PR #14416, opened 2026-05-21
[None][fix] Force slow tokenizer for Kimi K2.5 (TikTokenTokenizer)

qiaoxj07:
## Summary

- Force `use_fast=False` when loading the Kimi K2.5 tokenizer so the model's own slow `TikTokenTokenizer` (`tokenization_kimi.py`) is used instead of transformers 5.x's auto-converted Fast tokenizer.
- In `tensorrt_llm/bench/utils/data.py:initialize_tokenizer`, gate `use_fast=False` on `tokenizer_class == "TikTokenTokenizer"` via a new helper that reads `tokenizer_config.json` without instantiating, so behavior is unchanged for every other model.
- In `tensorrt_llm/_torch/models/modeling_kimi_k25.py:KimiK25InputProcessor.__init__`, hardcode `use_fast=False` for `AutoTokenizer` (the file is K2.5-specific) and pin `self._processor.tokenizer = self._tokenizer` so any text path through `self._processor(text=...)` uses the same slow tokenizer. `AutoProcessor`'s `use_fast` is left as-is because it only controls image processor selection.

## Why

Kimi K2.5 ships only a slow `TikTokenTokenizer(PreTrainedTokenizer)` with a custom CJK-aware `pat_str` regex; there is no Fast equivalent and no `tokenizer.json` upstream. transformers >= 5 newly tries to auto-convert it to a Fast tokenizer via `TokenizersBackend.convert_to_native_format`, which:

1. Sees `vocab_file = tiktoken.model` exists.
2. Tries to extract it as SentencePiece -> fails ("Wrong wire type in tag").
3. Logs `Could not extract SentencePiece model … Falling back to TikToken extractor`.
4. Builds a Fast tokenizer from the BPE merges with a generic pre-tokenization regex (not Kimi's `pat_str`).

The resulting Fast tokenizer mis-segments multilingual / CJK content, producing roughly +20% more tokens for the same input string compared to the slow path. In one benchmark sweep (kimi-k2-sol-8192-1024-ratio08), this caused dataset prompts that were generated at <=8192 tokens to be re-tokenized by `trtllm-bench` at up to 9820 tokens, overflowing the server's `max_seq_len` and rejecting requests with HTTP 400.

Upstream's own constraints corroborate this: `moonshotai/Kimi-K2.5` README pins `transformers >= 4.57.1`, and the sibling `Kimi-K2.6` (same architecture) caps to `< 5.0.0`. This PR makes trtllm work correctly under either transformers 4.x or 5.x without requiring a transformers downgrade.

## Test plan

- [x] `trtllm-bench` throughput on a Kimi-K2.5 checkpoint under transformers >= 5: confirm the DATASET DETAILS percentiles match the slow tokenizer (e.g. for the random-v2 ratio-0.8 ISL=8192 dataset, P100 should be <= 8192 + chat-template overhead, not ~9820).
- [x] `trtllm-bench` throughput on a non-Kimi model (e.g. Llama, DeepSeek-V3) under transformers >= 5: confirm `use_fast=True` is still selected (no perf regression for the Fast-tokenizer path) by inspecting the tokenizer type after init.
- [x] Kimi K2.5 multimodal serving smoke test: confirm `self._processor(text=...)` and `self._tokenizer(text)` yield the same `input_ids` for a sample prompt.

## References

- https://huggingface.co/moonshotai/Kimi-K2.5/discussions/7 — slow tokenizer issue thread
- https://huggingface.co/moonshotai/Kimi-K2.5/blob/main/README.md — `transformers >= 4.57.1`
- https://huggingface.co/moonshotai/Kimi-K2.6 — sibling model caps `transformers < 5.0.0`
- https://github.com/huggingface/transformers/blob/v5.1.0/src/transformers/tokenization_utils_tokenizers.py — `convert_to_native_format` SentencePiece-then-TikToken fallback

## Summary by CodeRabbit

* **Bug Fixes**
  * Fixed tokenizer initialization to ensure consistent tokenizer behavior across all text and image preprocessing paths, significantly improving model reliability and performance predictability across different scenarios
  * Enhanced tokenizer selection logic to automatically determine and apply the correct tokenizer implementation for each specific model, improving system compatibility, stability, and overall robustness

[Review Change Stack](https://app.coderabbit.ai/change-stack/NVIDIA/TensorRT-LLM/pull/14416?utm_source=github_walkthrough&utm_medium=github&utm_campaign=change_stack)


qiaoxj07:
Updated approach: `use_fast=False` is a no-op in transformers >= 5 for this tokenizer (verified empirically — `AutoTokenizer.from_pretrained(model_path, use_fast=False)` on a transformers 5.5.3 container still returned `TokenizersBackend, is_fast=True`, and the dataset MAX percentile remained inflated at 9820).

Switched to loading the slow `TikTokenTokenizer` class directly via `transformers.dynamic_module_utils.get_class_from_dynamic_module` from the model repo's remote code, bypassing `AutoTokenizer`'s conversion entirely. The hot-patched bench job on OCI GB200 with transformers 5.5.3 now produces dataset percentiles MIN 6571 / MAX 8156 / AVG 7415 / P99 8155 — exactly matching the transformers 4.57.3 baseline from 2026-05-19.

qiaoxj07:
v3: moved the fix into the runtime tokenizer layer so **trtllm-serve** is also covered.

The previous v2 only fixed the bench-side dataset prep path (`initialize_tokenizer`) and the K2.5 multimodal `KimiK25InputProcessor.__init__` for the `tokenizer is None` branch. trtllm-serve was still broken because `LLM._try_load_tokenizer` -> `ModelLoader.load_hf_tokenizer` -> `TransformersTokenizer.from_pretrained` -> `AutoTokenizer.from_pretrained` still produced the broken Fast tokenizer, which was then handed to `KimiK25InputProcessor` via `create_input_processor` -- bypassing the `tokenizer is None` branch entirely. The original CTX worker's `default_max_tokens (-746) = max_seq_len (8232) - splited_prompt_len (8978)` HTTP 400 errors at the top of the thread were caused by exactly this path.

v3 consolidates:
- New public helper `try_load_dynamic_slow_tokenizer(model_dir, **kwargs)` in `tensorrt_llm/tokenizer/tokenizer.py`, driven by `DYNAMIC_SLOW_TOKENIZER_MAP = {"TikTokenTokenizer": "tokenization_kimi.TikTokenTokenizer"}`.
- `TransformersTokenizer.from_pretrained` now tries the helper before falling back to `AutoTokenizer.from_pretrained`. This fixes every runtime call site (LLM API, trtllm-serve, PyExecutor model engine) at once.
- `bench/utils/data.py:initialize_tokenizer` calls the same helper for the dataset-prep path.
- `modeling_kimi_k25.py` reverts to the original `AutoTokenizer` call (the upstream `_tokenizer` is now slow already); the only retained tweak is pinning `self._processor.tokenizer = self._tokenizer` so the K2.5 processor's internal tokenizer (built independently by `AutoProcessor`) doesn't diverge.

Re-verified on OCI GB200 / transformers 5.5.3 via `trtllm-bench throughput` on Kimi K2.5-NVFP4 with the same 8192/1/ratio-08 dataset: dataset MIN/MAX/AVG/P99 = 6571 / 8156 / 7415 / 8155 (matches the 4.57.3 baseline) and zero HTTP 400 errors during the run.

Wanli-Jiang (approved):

...

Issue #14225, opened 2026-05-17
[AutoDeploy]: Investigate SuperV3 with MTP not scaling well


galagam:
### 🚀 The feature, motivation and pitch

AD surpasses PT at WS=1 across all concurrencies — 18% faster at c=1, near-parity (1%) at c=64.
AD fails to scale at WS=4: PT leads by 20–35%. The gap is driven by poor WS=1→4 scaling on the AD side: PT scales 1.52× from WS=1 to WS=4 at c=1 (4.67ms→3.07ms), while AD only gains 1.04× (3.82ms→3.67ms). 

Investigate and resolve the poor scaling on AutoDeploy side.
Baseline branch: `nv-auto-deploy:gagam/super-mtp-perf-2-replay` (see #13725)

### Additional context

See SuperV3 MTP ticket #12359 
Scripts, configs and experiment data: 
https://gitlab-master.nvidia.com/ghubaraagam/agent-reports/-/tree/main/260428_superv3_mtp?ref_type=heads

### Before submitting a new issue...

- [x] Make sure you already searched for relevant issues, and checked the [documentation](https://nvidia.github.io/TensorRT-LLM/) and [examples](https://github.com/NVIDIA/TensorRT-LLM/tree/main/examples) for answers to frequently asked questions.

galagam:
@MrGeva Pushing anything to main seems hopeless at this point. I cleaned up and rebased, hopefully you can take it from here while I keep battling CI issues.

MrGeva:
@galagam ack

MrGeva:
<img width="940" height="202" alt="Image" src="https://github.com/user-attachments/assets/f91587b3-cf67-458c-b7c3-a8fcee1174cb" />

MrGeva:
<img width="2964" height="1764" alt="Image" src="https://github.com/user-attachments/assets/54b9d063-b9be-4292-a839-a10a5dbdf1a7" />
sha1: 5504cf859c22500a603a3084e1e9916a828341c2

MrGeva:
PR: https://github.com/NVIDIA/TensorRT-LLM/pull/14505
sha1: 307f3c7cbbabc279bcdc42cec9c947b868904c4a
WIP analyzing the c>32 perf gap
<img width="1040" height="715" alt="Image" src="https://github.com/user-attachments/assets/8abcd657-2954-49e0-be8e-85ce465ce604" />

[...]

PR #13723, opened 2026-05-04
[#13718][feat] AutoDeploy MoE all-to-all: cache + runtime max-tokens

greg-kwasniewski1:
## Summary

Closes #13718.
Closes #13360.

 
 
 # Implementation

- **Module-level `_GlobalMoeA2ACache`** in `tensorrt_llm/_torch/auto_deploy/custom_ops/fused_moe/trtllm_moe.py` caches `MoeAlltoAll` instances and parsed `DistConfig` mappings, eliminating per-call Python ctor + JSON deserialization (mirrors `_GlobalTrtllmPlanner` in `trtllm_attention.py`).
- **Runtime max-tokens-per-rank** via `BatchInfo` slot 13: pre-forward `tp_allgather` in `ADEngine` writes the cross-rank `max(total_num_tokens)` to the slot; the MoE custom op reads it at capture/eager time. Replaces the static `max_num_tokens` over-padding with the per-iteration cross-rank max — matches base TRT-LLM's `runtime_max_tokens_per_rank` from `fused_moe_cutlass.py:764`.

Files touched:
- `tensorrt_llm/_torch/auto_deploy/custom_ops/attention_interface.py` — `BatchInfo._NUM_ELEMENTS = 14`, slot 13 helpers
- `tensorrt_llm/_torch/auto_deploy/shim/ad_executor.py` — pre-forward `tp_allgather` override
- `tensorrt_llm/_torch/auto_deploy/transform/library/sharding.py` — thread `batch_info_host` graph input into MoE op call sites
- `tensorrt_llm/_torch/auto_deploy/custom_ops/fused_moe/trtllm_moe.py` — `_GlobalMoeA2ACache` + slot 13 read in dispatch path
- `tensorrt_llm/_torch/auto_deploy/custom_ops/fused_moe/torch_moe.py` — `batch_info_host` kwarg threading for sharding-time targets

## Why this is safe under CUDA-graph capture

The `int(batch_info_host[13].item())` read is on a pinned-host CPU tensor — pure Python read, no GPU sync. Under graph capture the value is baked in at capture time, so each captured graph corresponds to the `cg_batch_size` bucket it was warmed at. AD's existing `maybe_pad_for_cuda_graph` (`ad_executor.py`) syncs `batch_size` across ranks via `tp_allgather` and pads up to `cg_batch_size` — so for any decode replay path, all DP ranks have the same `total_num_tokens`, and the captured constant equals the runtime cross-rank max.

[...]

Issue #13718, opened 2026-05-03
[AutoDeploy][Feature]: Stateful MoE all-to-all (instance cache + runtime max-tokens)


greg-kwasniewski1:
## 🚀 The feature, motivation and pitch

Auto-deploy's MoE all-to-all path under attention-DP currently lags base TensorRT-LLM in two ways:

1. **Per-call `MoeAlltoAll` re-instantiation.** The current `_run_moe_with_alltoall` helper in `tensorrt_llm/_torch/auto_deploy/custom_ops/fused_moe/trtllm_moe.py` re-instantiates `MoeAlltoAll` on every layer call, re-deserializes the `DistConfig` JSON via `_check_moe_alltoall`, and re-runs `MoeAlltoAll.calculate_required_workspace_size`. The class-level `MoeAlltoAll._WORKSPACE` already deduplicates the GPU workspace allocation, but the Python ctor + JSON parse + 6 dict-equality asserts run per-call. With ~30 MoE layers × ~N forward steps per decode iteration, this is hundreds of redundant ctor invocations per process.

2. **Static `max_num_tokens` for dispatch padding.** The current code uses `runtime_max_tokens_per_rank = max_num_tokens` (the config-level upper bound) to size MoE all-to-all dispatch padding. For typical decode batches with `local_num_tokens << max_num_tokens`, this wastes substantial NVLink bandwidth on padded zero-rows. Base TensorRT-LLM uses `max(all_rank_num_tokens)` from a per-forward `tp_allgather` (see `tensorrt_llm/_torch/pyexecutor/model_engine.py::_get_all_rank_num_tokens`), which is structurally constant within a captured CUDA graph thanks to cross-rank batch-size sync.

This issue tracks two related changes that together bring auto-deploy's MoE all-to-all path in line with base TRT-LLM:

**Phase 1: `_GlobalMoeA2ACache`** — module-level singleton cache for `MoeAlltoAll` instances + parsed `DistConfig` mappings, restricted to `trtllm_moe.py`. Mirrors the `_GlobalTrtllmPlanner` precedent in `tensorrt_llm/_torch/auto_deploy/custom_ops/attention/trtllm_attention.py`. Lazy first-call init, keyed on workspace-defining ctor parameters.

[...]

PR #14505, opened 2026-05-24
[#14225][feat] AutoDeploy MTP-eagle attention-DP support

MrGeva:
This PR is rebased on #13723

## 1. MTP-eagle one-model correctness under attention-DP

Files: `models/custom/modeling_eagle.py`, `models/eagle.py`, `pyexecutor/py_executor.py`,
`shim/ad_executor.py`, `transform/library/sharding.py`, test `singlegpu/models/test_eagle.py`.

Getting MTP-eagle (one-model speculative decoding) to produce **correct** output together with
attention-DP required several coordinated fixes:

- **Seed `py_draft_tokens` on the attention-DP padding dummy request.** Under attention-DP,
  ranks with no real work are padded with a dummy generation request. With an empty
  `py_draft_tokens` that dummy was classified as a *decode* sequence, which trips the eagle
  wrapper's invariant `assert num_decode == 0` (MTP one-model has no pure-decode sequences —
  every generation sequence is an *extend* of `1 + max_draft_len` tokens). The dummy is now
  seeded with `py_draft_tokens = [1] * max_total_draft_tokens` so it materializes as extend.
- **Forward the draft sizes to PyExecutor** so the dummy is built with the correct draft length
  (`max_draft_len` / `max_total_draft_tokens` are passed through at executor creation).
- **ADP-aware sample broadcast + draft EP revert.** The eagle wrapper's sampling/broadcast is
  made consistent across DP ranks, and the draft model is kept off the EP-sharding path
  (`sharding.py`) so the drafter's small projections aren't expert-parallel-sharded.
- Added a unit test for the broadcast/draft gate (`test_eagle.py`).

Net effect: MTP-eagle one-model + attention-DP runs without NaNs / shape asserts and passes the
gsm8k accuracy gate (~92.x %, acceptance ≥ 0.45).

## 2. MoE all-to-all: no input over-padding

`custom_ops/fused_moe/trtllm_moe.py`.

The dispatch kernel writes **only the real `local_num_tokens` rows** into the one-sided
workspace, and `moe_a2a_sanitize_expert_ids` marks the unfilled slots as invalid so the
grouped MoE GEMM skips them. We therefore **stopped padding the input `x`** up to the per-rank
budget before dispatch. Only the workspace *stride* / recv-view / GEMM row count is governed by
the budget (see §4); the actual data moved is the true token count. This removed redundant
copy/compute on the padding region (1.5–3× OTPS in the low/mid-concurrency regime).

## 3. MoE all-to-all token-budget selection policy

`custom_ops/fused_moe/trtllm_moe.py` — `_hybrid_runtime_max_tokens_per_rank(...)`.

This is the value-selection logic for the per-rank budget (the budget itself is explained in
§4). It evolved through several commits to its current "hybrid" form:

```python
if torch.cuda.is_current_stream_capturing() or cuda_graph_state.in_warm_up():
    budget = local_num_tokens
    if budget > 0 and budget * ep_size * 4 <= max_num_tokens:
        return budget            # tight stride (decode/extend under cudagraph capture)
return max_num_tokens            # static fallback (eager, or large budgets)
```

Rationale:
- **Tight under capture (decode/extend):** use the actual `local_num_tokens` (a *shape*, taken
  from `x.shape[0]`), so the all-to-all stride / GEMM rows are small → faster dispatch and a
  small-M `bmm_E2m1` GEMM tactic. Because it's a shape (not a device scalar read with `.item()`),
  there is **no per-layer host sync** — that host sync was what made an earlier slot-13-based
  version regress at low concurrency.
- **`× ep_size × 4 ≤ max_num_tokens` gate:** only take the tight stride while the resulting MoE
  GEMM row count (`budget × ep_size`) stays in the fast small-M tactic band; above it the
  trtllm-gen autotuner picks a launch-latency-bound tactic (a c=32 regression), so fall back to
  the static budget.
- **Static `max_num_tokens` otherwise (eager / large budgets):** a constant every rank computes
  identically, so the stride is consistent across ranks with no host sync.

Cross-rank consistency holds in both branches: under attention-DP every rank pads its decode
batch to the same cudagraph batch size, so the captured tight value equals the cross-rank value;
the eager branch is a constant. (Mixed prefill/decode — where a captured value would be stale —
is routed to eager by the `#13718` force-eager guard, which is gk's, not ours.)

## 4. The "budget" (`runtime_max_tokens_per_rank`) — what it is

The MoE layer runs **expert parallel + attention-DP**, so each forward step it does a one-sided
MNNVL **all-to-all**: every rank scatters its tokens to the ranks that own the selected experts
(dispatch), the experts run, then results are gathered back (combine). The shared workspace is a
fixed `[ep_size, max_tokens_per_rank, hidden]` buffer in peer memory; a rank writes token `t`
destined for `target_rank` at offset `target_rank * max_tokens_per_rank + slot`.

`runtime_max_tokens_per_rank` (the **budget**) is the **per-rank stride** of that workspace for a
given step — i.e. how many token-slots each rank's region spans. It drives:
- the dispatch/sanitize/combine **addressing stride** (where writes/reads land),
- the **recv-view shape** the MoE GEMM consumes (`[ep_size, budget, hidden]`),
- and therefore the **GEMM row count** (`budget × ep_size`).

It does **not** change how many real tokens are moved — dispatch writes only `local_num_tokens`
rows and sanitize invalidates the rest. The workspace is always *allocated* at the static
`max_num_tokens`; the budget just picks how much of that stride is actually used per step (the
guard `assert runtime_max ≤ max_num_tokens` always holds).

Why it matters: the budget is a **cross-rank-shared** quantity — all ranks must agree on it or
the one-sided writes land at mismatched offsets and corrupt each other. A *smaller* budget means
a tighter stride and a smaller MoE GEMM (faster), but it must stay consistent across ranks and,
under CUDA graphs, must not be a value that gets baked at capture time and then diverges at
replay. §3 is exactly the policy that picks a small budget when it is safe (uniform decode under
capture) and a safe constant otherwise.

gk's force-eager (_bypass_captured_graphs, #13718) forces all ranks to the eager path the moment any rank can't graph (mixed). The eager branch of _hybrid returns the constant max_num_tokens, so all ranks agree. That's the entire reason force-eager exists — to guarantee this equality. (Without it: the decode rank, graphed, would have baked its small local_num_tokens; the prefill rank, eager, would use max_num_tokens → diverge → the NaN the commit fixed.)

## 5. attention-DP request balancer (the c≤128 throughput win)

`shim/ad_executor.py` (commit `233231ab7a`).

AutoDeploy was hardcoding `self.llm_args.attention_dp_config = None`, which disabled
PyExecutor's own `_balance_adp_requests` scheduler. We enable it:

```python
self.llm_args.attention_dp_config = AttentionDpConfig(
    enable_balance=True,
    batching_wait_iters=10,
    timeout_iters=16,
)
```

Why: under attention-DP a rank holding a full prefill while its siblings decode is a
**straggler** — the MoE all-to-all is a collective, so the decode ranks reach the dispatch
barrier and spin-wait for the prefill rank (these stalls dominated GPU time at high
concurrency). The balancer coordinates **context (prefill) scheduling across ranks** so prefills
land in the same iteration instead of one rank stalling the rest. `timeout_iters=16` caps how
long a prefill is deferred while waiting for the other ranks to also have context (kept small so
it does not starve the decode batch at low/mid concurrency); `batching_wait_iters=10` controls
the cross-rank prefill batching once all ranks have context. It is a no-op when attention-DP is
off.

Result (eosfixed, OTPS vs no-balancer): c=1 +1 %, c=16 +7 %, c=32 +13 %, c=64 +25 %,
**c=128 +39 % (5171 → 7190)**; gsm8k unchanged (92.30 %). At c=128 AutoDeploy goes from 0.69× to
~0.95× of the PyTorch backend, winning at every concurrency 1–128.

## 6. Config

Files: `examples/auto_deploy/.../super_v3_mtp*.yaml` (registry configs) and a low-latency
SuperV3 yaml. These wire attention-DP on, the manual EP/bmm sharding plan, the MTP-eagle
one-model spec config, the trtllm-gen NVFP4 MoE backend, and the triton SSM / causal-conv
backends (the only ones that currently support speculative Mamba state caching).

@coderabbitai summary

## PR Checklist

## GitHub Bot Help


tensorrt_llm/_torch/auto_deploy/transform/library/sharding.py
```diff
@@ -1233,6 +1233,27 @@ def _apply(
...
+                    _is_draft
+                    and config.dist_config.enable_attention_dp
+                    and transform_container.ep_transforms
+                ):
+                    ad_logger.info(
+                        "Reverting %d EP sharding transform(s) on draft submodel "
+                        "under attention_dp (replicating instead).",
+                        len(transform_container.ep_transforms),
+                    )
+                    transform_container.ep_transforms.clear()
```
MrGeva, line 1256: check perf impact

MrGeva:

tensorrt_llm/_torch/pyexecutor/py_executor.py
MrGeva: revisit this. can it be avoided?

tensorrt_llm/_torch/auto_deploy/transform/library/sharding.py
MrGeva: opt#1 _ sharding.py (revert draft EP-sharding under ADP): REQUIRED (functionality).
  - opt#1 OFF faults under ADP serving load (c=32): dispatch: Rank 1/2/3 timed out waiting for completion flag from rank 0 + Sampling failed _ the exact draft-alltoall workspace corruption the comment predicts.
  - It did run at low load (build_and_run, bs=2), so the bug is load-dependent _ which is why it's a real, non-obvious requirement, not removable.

• **Work to complete**
Above are the records; copy exactly the lines from the line with "a tighter stride" through the line with "capture) and a safe constant otherwise.", both included.

• **Output for this task**
a tighter stride and a smaller MoE GEMM (faster), but it must stay consistent across ranks and,
under CUDA graphs, must not be a value that gets baked at capture time and then diverges at
replay. §3 is exactly the policy that picks a small budget when it is safe (uniform decode under
capture) and a safe constant otherwise.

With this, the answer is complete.